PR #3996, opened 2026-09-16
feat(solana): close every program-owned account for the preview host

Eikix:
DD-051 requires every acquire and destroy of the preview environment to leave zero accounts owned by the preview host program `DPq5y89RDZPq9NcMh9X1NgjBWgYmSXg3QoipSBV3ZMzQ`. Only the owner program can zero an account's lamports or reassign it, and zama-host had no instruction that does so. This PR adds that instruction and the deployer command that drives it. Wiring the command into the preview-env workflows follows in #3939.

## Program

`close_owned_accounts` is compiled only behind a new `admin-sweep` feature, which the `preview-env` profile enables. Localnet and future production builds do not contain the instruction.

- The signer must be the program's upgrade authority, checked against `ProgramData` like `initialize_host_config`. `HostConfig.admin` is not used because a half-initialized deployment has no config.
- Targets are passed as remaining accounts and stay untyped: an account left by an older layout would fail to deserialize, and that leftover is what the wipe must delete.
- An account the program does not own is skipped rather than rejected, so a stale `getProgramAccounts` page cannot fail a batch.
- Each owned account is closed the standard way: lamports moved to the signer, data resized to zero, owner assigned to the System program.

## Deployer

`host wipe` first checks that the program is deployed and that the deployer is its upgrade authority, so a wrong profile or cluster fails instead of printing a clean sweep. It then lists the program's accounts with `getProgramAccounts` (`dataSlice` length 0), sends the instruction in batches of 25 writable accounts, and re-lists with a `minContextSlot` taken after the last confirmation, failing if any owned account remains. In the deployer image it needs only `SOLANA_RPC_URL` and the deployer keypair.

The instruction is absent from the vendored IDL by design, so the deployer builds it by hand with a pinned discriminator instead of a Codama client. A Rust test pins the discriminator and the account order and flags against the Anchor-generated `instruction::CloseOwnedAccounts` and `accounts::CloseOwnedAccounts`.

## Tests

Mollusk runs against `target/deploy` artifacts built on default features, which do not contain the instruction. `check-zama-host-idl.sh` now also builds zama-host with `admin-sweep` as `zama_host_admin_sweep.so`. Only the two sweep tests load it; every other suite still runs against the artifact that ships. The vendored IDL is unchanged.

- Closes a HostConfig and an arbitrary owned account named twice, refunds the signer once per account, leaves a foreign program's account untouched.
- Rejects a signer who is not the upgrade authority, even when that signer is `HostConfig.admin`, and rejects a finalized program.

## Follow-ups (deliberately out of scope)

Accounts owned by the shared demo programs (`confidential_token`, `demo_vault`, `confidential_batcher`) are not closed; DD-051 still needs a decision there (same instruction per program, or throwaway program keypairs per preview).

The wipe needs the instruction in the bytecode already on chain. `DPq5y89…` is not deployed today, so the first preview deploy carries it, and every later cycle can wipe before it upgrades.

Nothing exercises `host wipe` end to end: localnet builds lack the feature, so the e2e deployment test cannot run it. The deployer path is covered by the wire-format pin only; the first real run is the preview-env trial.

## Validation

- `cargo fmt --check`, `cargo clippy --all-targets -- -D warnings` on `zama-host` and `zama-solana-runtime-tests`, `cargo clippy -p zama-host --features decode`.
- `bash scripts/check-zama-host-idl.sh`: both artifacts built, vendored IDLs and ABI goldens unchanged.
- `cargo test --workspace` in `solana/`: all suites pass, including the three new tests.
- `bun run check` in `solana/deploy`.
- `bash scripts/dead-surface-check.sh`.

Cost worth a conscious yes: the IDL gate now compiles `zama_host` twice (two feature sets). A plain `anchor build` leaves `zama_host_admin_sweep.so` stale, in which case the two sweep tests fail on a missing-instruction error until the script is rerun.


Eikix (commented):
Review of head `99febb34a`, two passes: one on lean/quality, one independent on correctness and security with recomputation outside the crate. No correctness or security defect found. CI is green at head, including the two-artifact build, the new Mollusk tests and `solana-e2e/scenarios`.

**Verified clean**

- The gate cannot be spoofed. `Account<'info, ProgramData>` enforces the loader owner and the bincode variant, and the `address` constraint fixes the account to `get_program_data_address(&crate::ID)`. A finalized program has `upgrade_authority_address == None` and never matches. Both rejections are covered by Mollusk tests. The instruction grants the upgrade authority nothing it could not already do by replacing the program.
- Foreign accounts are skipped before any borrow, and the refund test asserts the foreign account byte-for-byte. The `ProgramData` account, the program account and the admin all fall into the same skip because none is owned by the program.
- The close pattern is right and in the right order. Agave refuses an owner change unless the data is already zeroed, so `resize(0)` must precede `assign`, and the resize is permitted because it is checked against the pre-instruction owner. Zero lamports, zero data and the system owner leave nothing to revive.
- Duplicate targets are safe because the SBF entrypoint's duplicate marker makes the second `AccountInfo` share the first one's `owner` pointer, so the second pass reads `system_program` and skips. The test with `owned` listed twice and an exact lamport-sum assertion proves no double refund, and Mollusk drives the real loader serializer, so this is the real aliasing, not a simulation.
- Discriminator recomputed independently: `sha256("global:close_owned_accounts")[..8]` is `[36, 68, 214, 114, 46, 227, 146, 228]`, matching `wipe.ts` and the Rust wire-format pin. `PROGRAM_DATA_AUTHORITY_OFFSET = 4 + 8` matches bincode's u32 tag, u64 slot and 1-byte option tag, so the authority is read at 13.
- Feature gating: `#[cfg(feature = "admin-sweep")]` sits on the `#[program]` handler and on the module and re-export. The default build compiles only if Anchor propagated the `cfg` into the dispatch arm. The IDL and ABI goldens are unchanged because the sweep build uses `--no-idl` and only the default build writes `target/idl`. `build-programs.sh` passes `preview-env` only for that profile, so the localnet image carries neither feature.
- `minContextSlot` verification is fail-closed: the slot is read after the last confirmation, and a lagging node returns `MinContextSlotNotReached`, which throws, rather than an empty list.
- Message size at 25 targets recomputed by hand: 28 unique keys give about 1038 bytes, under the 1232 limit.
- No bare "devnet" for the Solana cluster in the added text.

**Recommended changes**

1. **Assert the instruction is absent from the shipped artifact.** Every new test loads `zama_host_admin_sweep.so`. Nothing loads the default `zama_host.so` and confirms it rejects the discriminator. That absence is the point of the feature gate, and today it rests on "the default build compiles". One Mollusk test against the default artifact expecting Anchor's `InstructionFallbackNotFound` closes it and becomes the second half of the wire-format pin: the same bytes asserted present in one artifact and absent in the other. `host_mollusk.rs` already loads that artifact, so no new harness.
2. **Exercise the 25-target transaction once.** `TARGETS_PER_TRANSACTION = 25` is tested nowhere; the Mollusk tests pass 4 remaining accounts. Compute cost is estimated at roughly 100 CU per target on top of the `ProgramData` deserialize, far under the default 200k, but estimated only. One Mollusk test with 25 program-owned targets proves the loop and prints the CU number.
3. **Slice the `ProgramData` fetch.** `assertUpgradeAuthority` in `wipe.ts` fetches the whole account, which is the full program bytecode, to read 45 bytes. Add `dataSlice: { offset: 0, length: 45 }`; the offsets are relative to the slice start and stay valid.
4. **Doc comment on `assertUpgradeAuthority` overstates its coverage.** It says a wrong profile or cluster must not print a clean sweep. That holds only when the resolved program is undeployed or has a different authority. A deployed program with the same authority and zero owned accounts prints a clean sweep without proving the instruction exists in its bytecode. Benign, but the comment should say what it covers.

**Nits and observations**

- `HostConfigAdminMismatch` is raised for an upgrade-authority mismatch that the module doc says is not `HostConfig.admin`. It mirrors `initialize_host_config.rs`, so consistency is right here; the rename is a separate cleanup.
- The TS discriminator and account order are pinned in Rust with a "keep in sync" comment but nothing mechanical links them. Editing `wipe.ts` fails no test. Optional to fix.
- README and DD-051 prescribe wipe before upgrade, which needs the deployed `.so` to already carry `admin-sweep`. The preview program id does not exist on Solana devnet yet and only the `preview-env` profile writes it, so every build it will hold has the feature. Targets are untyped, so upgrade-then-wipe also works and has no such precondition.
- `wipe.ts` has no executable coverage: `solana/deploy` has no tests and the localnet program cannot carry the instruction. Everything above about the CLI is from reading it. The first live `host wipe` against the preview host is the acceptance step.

§ **Goal of the exercise**:
How many lines in this material contain the string "once"? State the number alone.

§ **Solution to this task**:
2